Issue #1465, opened 2026-06-05
[Feature]: Tighter FMA timing via DPC log parsing


rubambiza:
### Component

Harnesses

### Desired use case or feature

The current FMA per-path timing metrics (T_hot, T_warm/T_instance_create, T_cold_launcher) use Kube timestamps as upper bounds, which include kubelet readiness probe delay (up to 10s). This inflates measurements, particularly for hot starts where the actual wake latency is ~1-3s but we measure 8-10s.

PR llm-d-incubation/llm-d-fast-model-actuation#522 added `httpCallStartTime` and `k8sCallStartTime` fields to DPC logs for all external calls at microsecond precision. This enables tighter per-request timing that excludes the kubelet probe tail.

### Proposed solution

Parse the DPC controller logs (already collected by `write_controller_log` at end of benchmark) to extract tighter timing:

1. **End instant for all paths:** Find "Successfully relayed the readiness" log line for each requester, extract `httpCallStartTime` (RFC3339Nano). This is when the DPC confirmed the requester accepted the `/v1/become-ready` POST.

2. **Start instant for T_instance_create (warm):** Find "Created vLLM instance" log with `httpCallStartTime` for the matching instance ID. The `httpCallStartTime` captures when the DPC issued `CreateNamedInstance`.

3. **Start instant for T_hot:** Find "Woke inference server" log with `httpCallStartTime`. This is when the DPC issued `/wake_up`.

4. **Start instant for T_cold_launcher:** Find "Created launcher-based server-providing pod" log with `k8sCallStartTime`. This is when the DPC issued the launcher pod creation API call.

5. **Correlation:** Match log lines to iterations by requester pod name (included in klog structured fields as `requesterName`).

**DPC log format (klog):**
```
I0603 15:29:43.683293  1 inference-server.go:1220] "Bound server-providing Pod" worker=0 requesterName="fma-requester-..." name="launcher-..." node="..." httpCallStartTime="2026-06-03T15:29:43.670001787Z"
```

### Alternatives

- Use `dual_label_timestamp` from the harness watch (captures DPC bind time, not actuation completion -- too early for warm/cold paths due to bind-first architecture in alpha.13)
- Prometheus histograms from DPC (only provides aggregate distributions, not per-request correlation)

### Additional context or screenshots

- Depends on: llm-d-incubation/llm-d-fast-model-actuation#522 (merged -- adds `httpCallStartTime`/`k8sCallStartTime` to DPC logs)
[...]

PR #1497, opened 2026-06-12
fix: Handle missing per-path timing fields in FMA analysis

### LINKED ISSUE #1496: [Bug]: FMA analysis crashes with KeyError on missing per-path timing fields
### Component

Analysis/Plotting

### Describe the bug

`nop-analyze_results.py` crashes with `KeyError: 'value'` when processing FMA benchmark results that contain a mix of actuation conditions (hot/warm/cold). The bug triggers on any run where at least one iteration lacks a particular per-path timing field (e.g., a warm-start iteration has no `t_wake`).

```
File "/usr/local/bin/nop-analyze_results.py", line 329, in write_fma_metrics
    t_hot_val = float(t_hot["value"]) if isinstance(t_hot, dict) else None
                      ~~~~~^^^^^^^^^
KeyError: 'value'
```

Root cause: Lines 328-333 use `.get("t_wake", {})` with an empty dict default. When the key is absent, the empty dict passes the `isinstance(t_hot, dict)` check, then `{}["value"]` raises KeyError.

### Steps to reproduce

1. Run an FMA benchmark with mixed actuation paths (e.g., iterations that include both hot and warm starts)
2. Wait for the analysis step to process `result.yaml`
3. The analysis script crashes because warm-start iterations lack `t_wake`, and hot-start iterations lack `t_instance_create`

Observed in: https://github.com/llm-d/llm-d-benchmark/actions/runs/27386829874

Fix: Change the `.get()` default from `{}` to `None` for `t_wake`, `t_instance_create`, and `t_cold_launcher` lookups (lines 328-333). Additionally guard the dict access with a `"value" in` check so that an unexpected dict structure does not crash the script.

Introduced by #1429. Blocks #1465 (DPC log parsing writes to the same fields).

rubambiza:
## Summary

Fixes #1496

When an FMA per-path timing field (e.g. `t_wake`, `t_instance_create`, `t_cold_launcher`) is absent from the launcher info, `.get("t_wake", {})` returns an empty dict. Since `isinstance({}, dict)` is `True`, the code proceeds to access `{}["value"]`, raising a `KeyError`.

The fix changes the `.get()` default from `{}` to `None` and adds a `"value" in` guard on the dict access, so missing fields gracefully resolve to `None` instead of crashing.

This unblocks #1465.

## Test plan

- Pre-commit hooks pass (pytest, ruff-format, ruff lint, detect-secrets)
- Run analysis on a results file that has iterations missing one or more of the timing fields and confirm no KeyError is raised

Assisted by Claude Code

### DIFF
--- a/llmdbenchmark/analysis/scripts/nop-analyze_results.py
+++ b/llmdbenchmark/analysis/scripts/nop-analyze_results.py
@@ -325,12 +325,24 @@ def write_fma_metrics(  # pylint: disable=too-many-locals,too-many-statements
             elif actuation_condition == "T_cold_launcher":
                 cold_starts += 1
 
-            t_hot = launcher_info.get("t_wake", {})
-            t_hot_val = float(t_hot["value"]) if isinstance(t_hot, dict) else None
-            t_warm = launcher_info.get("t_instance_create", {})
-            t_warm_val = float(t_warm["value"]) if isinstance(t_warm, dict) else None
-            t_cold = launcher_info.get("t_cold_launcher", {})
-            t_cold_val = float(t_cold["value"]) if isinstance(t_cold, dict) else None
+            t_hot = launcher_info.get("t_wake")
+            t_hot_val = (
+                float(t_hot["value"])
+                if isinstance(t_hot, dict) and "value" in t_hot
+                else None
+            )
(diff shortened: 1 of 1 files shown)


aavarghese (approved):
LGTM! Thanks @rubambiza.

PR #1535, opened 2026-06-22
skip gateway API installation in Openshift

aleskandro:
In Openshift, the Gateway API CRDs are managed by the Ingress Operator, and a manual update as done in this repo is denied. The first commit of this PR skips the installation of the Gateway API CRD when the platform is Openshift.

~~Moreover, new versions of the Gateway API inference extension define the inference pool as v1 in the group inference.networking.k8s.io. The second commit introduces the WVA Helm Chart's value poolGroup in the related Jinja template, with a default to the group `inference.networking.k8s.io`.~~

These changes have been tested with the WVA scenario in Openshift 4.22.2.

### DIFF
--- a/llmdbenchmark/standup/steps/step_02_admin_prerequisites.py
+++ b/llmdbenchmark/standup/steps/step_02_admin_prerequisites.py
@@ -117,6 +117,7 @@ class AdminPrerequisitesStep(Step):
 
         self._install_gateway_api_crds(
             cmd,
+            context,
             plan_config,
             errors,
             existing_crds,
@@ -235,6 +236,7 @@ class AdminPrerequisitesStep(Step):
     def _install_gateway_api_crds(
         self,
         cmd: CommandExecutor,
+        context: ExecutionContext,
         plan_config: dict,
         errors: list,
         existing_crds: list[str],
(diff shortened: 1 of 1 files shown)


aleskandro:
Hi @asm582, can you give a look at this PR?

Vezio:
This is a good contribution however we will be getting rid of the `WVA` installation via `helm` and moving to the `WVA` installation via `kustomize` - @aavarghese is working on this - could you two collaborate on integrating this fix?

Thanks!

aleskandro:
Hi @Vezio , thanks. I removed the commit about the Helm value and will coordinate with @aavarghese about it in a separate PR if you're ok with it.

maugustosilva:
Hey @aleskandro thanks for your contribution. My main problem with it, as is, is that we can indeed have newer`istio` versions even in `OpenShift` (by indicating that the `crds` will not be managed by `servicemesh`). Taking this into account, I believe `if context.is_openshift` is far too encompassing. 

I propose we solve this by reintroducing an "openshift" or "servicemesh" `gatewayclass`, which will then simply skip the `crd` installation in case of `istio`.

aleskandro:
Hi @maugustosilva, thanks for the review. In my test, it was the ingress cluster operator that refused to install the Gateway API CRDs. Service Mesh or Istio was not installed at that time. Maybe I'm missing something?

maugustosilva:
Hey @aleskandro, you might be right. I was testing in two different OpenShift clusters, a `4.18` and `4.20` and might have mixed up which components were really blocking the `crd` installation. Be as it may, simply saying "`if context.is_openshift`, then skip any `crd` installation" is just too generic for the needs of users/experiments which are testing/exploring multiple different gateway providers. Hence, the proposal of a new `gatewayclass` (e.g., "openshift")

PR #1537, opened 2026-06-22
fix: gracefully handle DRA-managed accelerators in auto-detection

xiaojun-zhang:
## Problem

The nightly **Optimized Baseline E2E (Intel XPU)** job started failing after #1511 flipped the default `acceleratorType.labelValue` to `auto`. 

Root cause: Intel XPU exposes GPUs via **Dynamic Resource Allocation** (a `ResourceClaimTemplate` + `DeviceClass gpu.intel.com`), not a `node.status.capacity` extended resource or a GPU SKU label. `ClusterResourceResolver` only scans node capacity and labels, so on a DRA-only cluster `auto` cannot be resolved and the section falls into the fatal `else`. Previously the hardcoded literal default meant detection never ran, so the same cluster passed.

### DIFF
--- a/llmdbenchmark/parser/cluster_resource_resolver.py
+++ b/llmdbenchmark/parser/cluster_resource_resolver.py
@@ -63,6 +63,10 @@ class NodeResources:
     # e.g. {"nvidia.com/gpu.product": ["NVIDIA-H100-80GB-HBM3"]}
     gpu_labels: dict[str, list[str]] = field(default_factory=dict)
 
+    # DRA driver names from ResourceSlices, e.g. ["gpu.intel.com"]. These
+    # accelerators expose no node capacity resource or SKU label.
+    dra_drivers: list[str] = field(default_factory=list)
+
 
 class ClusterResourceResolver:
     """Resolve ``"auto"`` cluster resource values by querying node capacities and labels.
@@ -284,7 +288,13 @@ class ClusterResourceResolver:
             resources.accelerator_resources = sorted(accel_set)
             resources.network_resources = sorted(net_set)
             resources.gpu_labels = {k: sorted(v) for k, v in gpu_labels.items()}
+            resources.dra_drivers = self._scan_dra_drivers()
 
+            if resources.dra_drivers:
+                self.logger.log_info(
+                    f"Discovered DRA accelerator drivers: "
+                    f"{', '.join(resources.dra_drivers)}"
+                )
             if resources.accelerator_resources:
                 self.logger.log_info(
                     f"Discovered accelerator resources: "
@@ -310,6 +320,28 @@ class ClusterResourceResolver:
 
         self._node_resources = resources
         return resources
+
+    def _scan_dra_drivers(self) -> list[str]:
+        """Driver names from ResourceSlices (resource.k8s.io). Empty if none/unsupported."""
+        from kubernetes import client as k8s_client
+
+        drivers: set[str] = set()
+        for version in ("v1", "v1beta2", "v1beta1"):
+            try:
+                api = k8s_client.CustomObjectsApi(self._api_client)
+                slices = api.list_cluster_custom_object(
+                    group="resource.k8s.io",
+                    version=version,
+                    plural="resourceslices",
+                )
+            except Exception:
+                continue
+            for item in slices.get("items", []):
+                driver = (item.get("spec") or {}).get("driver")
+                if driver:
+                    drivers.add(driver)
+            break  # first served version wins
+        return sorted(drivers)
 
     @staticmethod
     def _vendor_prefixes(accelerator_resources: set[str] | list[str]) -> set[str]:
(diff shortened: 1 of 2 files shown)


llmdbenchmark/parser/cluster_resource_resolver.py
```diff
@@ -63,6 +63,10 @@ class NodeResources:
     # e.g. {"nvidia.com/gpu.product": ["NVIDIA-H100-80GB-HBM3"]}
     gpu_labels: dict[str, list[str]] = field(default_factory=dict)
 
+    # DRA driver names from ResourceSlices, e.g. ["gpu.intel.com"]. These
+    # accelerators expose no node capacity resource or SKU label.
+    dra_drivers: list[str] = field(default_factory=list)
```
Vezio, line 70: Pretty good here to separate

llmdbenchmark/parser/cluster_resource_resolver.py
```diff
@@ -311,6 +321,28 @@ def _scan_nodes(
         self._node_resources = resources
         return resources
 
+    def _scan_dra_drivers(self) -> list[str]:
+        """Driver names from ResourceSlices (resource.k8s.io). Empty if none/unsupported."""
+        from kubernetes import client as k8s_client
```
Vezio: Not sure if we've been doing this in other PRs, but a I've been advocating that `all` imports be declared at the top most of all python files, just to keep it standard across.

llmdbenchmark/parser/cluster_resource_resolver.py
```diff
@@ -311,6 +321,28 @@ def _scan_nodes(
...
+        drivers: set[str] = set()
+        for version in ("v1", "v1beta2", "v1beta1"):
+            try:
+                api = k8s_client.CustomObjectsApi(self._api_client)
+                slices = api.list_cluster_custom_object(
+                    group="resource.k8s.io",
+                    version=version,
+                    plural="resourceslices",
+                )
+            except Exception:
```
Vezio, line 335: What is the sideaffect of nothing being found?

llmdbenchmark/parser/cluster_resource_resolver.py
```diff
@@ -311,6 +321,28 @@ def _scan_nodes(
...
+                continue
+            for item in slices.get("items", []):
+                driver = (item.get("spec") or {}).get("driver")
+                if driver:
+                    drivers.add(driver)
+            break  # first served version wins
```
Vezio: If v1 is served by the API server but returns 0 ResourceSlices (e.g., on a cluster that has the CRD registered but no actual DRA resources installed yet), we break out without trying v1beta2/v1beta1. In practice if v1 is served, v1beta versions either also exist (duplicate data) or this cluster genuinely has no DRA resources so this is fine. 

Worth a tiny comment maybe, but overall ok to me :)

Vezio (dismissed):
Nice fix. the new branch slots cleanly into the existing graceful-degradation chain and should unblock the Intel XPU nightly. 

I do have a non-blocking suggestion for a follow-up (or this PR if you want to bundle it):

The new `dra_drivers` list could also feed `_vendor_prefixes` so the SKU-label heuristic still has a chance to match on `DRA-only` clusters. 

Today, on a hypothetical Intel cluster that exposes GPUs via DRA and labels nodes with gpu.intel.com/family=dg2:

```
accelerator_resources = []                   # DRA, no capacity entry
accel_vendors         = set()                # derived from empty list
dra_drivers           = ["gpu.intel.com"]    # this PR
```

`_looks_like_gpu_sku_label("gpu.intel.com/family", set())` will reject the label at the vendor gate (no prefix matches an empty set), so `gpu_labels` stays empty, and the new branch drops the `acceleratorType` constraint entirely. 

That's correct, but strictly less precise than what's available, on a heterogeneous Intel cluster we lose SKU isolation when the label was right there.

A one-line tweak in `_scan_nodes` should probably cover it:

accel_vendors = self._vendor_prefixes(accel_set) | {
    f"{d}/" for d in resources.dra_drivers
}

After that, the same cluster resolves to `labelKey=gpu.intel.com/family, labelValue=dg2`, and the new DRA fallback becomes a true last resort (DRA detected, but no SKU label of any shape) rather than the first thing that fires.

---

I'm going to approve this PR as is but just wanted to highlight this as a future opportunity to refine this in a case where we have this situation

llmdbenchmark/parser/cluster_resource_resolver.py
xiaojun-zhang: yes, it was doing this in _scan_nodes() methods. Totally agree it's better to keep it standard across. Will move both imports to the top.

Vezio: Thanks @xiaojun-zhang I appreciate that, we'll just need to keep enforcing stronger in other PRs, I've fallen victim as well 😂 - usually having the imports in each method directly makes writing local tests for that function easier since it's all self contained, but in the production case for our packaging, it makes better sense to have it at the top.

llmdbenchmark/parser/cluster_resource_resolver.py
xiaojun-zhang: in that case, it fallback to `acceleratorType.labelValue` as `auto`.

Vezio (approved):

PR #1556, opened 2026-06-25
fix: use priority-based GPU label selection for deterministic affinity

aleskandro:
## Summary

  - Implement priority-based GPU label selection to prefer more specific labels (e.g., product) over generic ones (e.g., family, class)
  - Add deterministic fallback when multiple GPU labels are available on nodes
  - Fix non-deterministic GPU label selection that previously used next(iter())

## Changes

  - Added GPU_LABEL_PRIORITY class constant defining preference order: cloud provider labels ? product ? product-name (AMD) ? family ? class
  - Implemented _select_best_gpu_label_key() method to select the most appropriate label based on priority ordering
  - Updated _resolve_affinity_node_selector() and _resolve_accelerator_type() to use the new priority-based selection

## Motivation

  Previously, when multiple GPU labels were present on a node (e.g., nvidia.com/gpu.product and nvidia.com/gpu.family), the code used next(iter()) to select one arbitrarily. This was non-deterministic and could result in less
  specific labels (like family) being chosen over more specific ones (like product), leading to incorrect or overly broad node affinity rules. This affected the WVA tests, still relying on the VariantAutoscaling object's annotation `acceleratorName`.

### DIFF
--- a/llmdbenchmark/parser/cluster_resource_resolver.py
+++ b/llmdbenchmark/parser/cluster_resource_resolver.py
@@ -102,6 +102,18 @@ class ClusterResourceResolver:
         }
     )
 
+    # Priority order for GPU label attribute selection when multiple labels
+    # are available. Labels are matched by their final attribute name (after
+    # the last `/` or `.`). Cloud provider labels (no attribute suffix) are
+    # treated as highest priority. Earlier items are preferred.
+    GPU_LABEL_PRIORITY = [
+        None,  # Cloud provider labels (cloud.google.com/gke-accelerator)
+        "product",  # Most specific SKU identifier
+        "product-name",  # AMD's variant of product
+        "family",  # GPU family (less specific than product)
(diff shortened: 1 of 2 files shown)


aleskandro:
Hi @Vezio, I've seen some recent commits of yours related to the discovery code. Could you review this PR if you get the chance?

Vezio:
@aleskandro I'm okay with this - main motivation for this is for those to just standup infra without having to worry about GPU resources - but tbh - for cases where those resources matter, a user should clearly specify those rather than relying on `auto` which is inherently non-deterministic on heterogeneous compute clusters.

I'm good with this PR to make those case more deterministic, but I still think with `auto` there will be non-deterministic configurations, unless a user performing said experiment or standup explcitly calls out the resource they're benchmarking against.

Vezio (approved):
I'll approve but will only merge after CICD passes

@aleskandro thanks for this!

PR #1564, opened 2026-06-26
Improving FMA + WVA benchmarking 

dumb0002:
This PR provides some fixes that improve the results computed by FMA + WVA benchmarking. 

  **Proposed Changes**

  - :gift: Default the WVA+FMA nightly workflow to `shared_prefix_synthetic_heavy.yaml` (was shared_prefix_synthetic.yaml). The heavy profile is calibrated to exceed 1-replica capacity so WVA's saturation engine actually triggers scaling — the light profile didn't exercise the autoscaling path under test.
  - :broom: Bump FMA pin to `v0.6.0` (was `v0.6.0-alpha.13`) across CRDs, chart version, and the three image tags (image.tag, requester.image.tag, launcher.image.tag) in config/templates/values/defaults.yaml. v0.6.0 is the stable release that promoted v0.6.0-alpha.14.
  - :bug: Fix the FMA requester Deployment's nodeAffinity in `config/templates/jinja/24_fma-deployment.yaml.j2` to use operator: In with a resolved value (was operator: Exists). WVA's accelerator resolver extracts the value from `matchExpressions[*].values[0]` for In operators, but returns empty for Exists. The empty value caused WVA's saturation engine to emit AcceleratorNotResolved + OptimizationFailed: No saturation metrics available for model for the entire run, leaving FMA scaling purely reactive (and too late). The template now reads the resolved value from `decode.acceleratorType.labelValue` (auto-resolved by`cluster_resource_resolver.py`), with prefill/standalone fallbacks and a `NVIDIA-H100-80GB-HBM3` final fallback.
  - :bug: Align vLLM configuration across baseline decode and FMA launcher so the benchmark measures scaling/serving differences, not vLLM-flag asymmetry:
    - Add `--no-enable-prefix-caching` to baseline decode.vllm.additionalFlags (FMA's launcher hard-codes this; baseline was getting ~16× free prefill on the shared-prefix workload because of 32-way prefix reuse per group).
    - Set `enforceEager: false` on both scenarios (was true in vllmCommon.flags). Baseline was running without CUDA graphs while FMA's launcher (whose options don't read this flag) had them enabled — measurable ~10-30% throughput bias against baseline. Both now use CUDA graphs.

  **Files changed**
  
-   `.github/workflows/ci-nightly-benchmark-ocp-fma-wva.yaml`         ← heavy workload as default
-   `config/scenarios/cicd/ocp-nofma-wva.yaml`                          ← --no-enable-prefix-caching, enforceEager: false
-   `config/scenarios/guides/workload-autoscaling.yaml`                 ← enforceEager: false
-   `config/templates/jinja/24_fma-deployment.yaml.j2`                  ← nodeAffinity operator: Exists → In
-   `config/templates/values/defaults.yaml`                             ← FMA v0.6.0-alpha.13 → v0.6.0
  
**Improved Results:**
Screenshot 2026-06-26 at 3 10 22 PM

### DIFF
--- a/.github/workflows/ci-nightly-benchmark-ocp-fma-wva.yaml
+++ b/.github/workflows/ci-nightly-benchmark-ocp-fma-wva.yaml
@@ -1,9 +1,13 @@
 name: CI - Nightly Run Benchmark on OCP ("WVA+FMA" autoscaling path)
 
 # Mirrors ci-nightly-benchmark-ocp-fma.yaml but targets the WVA(modelservice)+FMA scenario
-# under inference-perf load. Default harness
-# is inference-perf + shared_prefix_synthetic.yaml (same as running
-# guides/workload-autoscaling.yaml manually).
+# under inference-perf load. Default harness is inference-perf +
+# shared_prefix_synthetic_heavy.yaml — calibrated to drive WVA's saturation
+# gauges past the optimizer's threshold so HPA actually scales out during
+# the run. The light shared_prefix_synthetic.yaml profile peaks at 20 RPS,
+# which doesn't saturate even one Qwen3-32B replica, so neither path
+# exercises autoscaling and FMA pays its steady-state overhead with no
+# scaling benefit to amortize it. Override via inputs.workload if needed.
 #
 # This workflow runs TWO benchmark passes for direct comparison:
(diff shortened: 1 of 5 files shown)


aavarghese (approved):
LGTM! Thank you!!

PR #76, opened 2022-03-11
Make default qos rate unit bps and setUESubMbr

thakurajayL:
QoS rate default unit bps
QoS UESubscribedAMBR is set to single device group qos.


thakurajayL:
retest this please

PR #80, opened 2022-10-10
keep connecting until it connects to MongoDB then listen on 5000 port for configuration from Roc/Simapp

vthiruveedula:
1. keep connecting until it connects to MongoDB
2. go version to 1.16


thakurajayL:
+1

thakurajayL (approved):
.....
#### EXERCISE DIRECTIONS
Exactly as they appear, retype the lines from the start of the records through the line containing "### Proposed solution".

#### RESULT BELOW
Issue #1465, opened 2026-06-05
[Feature]: Tighter FMA timing via DPC log parsing


rubambiza:
### Component

Harnesses

### Desired use case or feature

The current FMA per-path timing metrics (T_hot, T_warm/T_instance_create, T_cold_launcher) use Kube timestamps as upper bounds, which include kubelet readiness probe delay (up to 10s). This inflates measurements, particularly for hot starts where the actual wake latency is ~1-3s but we measure 8-10s.

PR llm-d-incubation/llm-d-fast-model-actuation#522 added `httpCallStartTime` and `k8sCallStartTime` fields to DPC logs for all external calls at microsecond precision. This enables tighter per-request timing that excludes the kubelet probe tail.

### Proposed solution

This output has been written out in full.